[Stored data]
+---+
PR #876, opened 2016-01-10
add array to have_db_column.with_options

juniormesquitadandao:
Adding support for postgresql arrays data types on rails migrations.

``` ruby
  it { is_expected.to have_db_column(:phones).of_type(:string).with_options(array: true) }
```

[more](http://blog.plataformatec.com.br/2014/07/rails-4-and-postgresql-arrays/)

### DIFF
--- a/lib/shoulda/matchers/active_record/have_db_column_matcher.rb
+++ b/lib/shoulda/matchers/active_record/have_db_column_matcher.rb
@@ -52,7 +52,7 @@ module Shoulda
       #
       # Use `with_options` to assert that a column has been defined with
       # certain options (`:precision`, `:limit`, `:default`, `:null`, `:scale`,
-      # or `:primary`, `:array`).
+      # `:primary`, or `:array`).
       #
       #     class CreatePhones < ActiveRecord::Migration
       #       def change
--- a/spec/unit/shoulda/matchers/active_record/have_db_column_matcher_spec.rb
+++ b/spec/unit/shoulda/matchers/active_record/have_db_column_matcher_spec.rb
@@ -98,15 +98,17 @@ describe Shoulda::Matchers::ActiveRecord::HaveDbColumnMatcher, type: :model do
     end
   end
 
-  context 'with array option' do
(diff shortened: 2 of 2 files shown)


lib/shoulda/matchers/active_record/have_db_column_matcher.rb
```diff
@@ -52,7 +52,7 @@ module ActiveRecord
       #
       # Use `with_options` to assert that a column has been defined with
       # certain options (`:precision`, `:limit`, `:default`, `:null`, `:scale`,
-      # or `:primary`).
+      # or `:primary`, `:array`).
```
mcmire: To fit grammatically, let's change this to "`:primary`, or `:array`".

juniormesquitadandao:
Travis failed because SqlLite does not support array data type. Bypass?

mcmire:
Okay -- what if you check to see if `column` responds to `array`? If it doesn't, then have `correct_array?` return true.

spec/unit/shoulda/matchers/active_record/have_db_column_matcher_spec.rb
```diff
@@ -98,6 +98,18 @@
...
+      expect(with_table(:phones, :string, array: false)).
+        to have_db_column(:phones).with_options(array: false)
+    end
+
+    it 'rejects a column of wrong array' do
+      expect(with_table(:phones, :string, array: true)).
+        not_to have_db_column(:phones).with_options(array: false)
+    end
+  end
+
```
juniormesquitadandao: Good evening. I also thought about doing this, but the test will never successfully in unsupported database.

mcmire: Ah, so you'll need to wrap *this* in a conditional. There's a class-level helper, `database_supports_array_columns?` that you should be able to use.

jerryjohnjacob:
@juniormesquitadandao @mcmire Any plans to continue with this?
+---+
## Exercise description
Reproduce each entry from the records above, character for character.

## Answer
PR #876, opened 2016-01-10
add array to have_db_column.with_options

juniormesquitadandao:
Adding support for postgresql arrays data types on rails migrations.

``` ruby
  it { is_expected.to have_db_column(:phones).of_type(:string).with_options(array: true) }
```

[more](http://blog.plataformatec.com.br/2014/07/rails-4-and-postgresql-arrays/)

### DIFF
--- a/lib/shoulda/matchers/active_record/have_db_column_matcher.rb
+++ b/lib/shoulda/matchers/active_record/have_db_column_matcher.rb
@@ -52,7 +52,7 @@ module Shoulda
       #
       # Use `with_options` to assert that a column has been defined with
       # certain options (`:precision`, `:limit`, `:default`, `:null`, `:scale`,
-      # or `:primary`, `:array`).
+      # `:primary`, or `:array`).
       #
       #     class CreatePhones < ActiveRecord::Migration
       #       def change
--- a/spec/unit/shoulda/matchers/active_record/have_db_column_matcher_spec.rb
+++ b/spec/unit/shoulda/matchers/active_record/have_db_column_matcher_spec.rb
@@ -98,15 +98,17 @@ describe Shoulda::Matchers::ActiveRecord::HaveDbColumnMatcher, type: :model do
     end
   end
 
-  context 'with array option' do
(diff shortened: 2 of 2 files shown)


lib/shoulda/matchers/active_record/have_db_column_matcher.rb
```diff
@@ -52,7 +52,7 @@ module ActiveRecord
       #
       # Use `with_options` to assert that a column has been defined with
       # certain options (`:precision`, `:limit`, `:default`, `:null`, `:scale`,
-      # or `:primary`).
+      # or `:primary`, `:array`).
```
mcmire: To fit grammatically, let's change this to "`:primary`, or `:array`".

juniormesquitadandao:
Travis failed because SqlLite does not support array data type. Bypass?

mcmire:
Okay -- what if you check to see if `column` responds to `array`? If it doesn't, then have `correct_array?` return true.

spec/unit/shoulda/matchers/active_record/have_db_column_matcher_spec.rb
```diff
@@ -98,6 +98,18 @@
...
+      expect(with_table(:phones, :string, array: false)).
+        to have_db_column(:phones).with_options(array: false)
+    end
+
+    it 'rejects a column of wrong array' do
+      expect(with_table(:phones, :string, array: true)).
+        not_to have_db_column(:phones).with_options(array: false)
+    end
+  end
+
```
juniormesquitadandao: Good evening. I also thought about doing this, but the test will never successfully in unsupported database.

mcmire: Ah, so you'll need to wrap *this* in a conditional. There's a class-level helper, `database_supports_array_columns?` that you should be able to use.

jerryjohnjacob:
@juniormesquitadandao @mcmire Any plans to continue with this?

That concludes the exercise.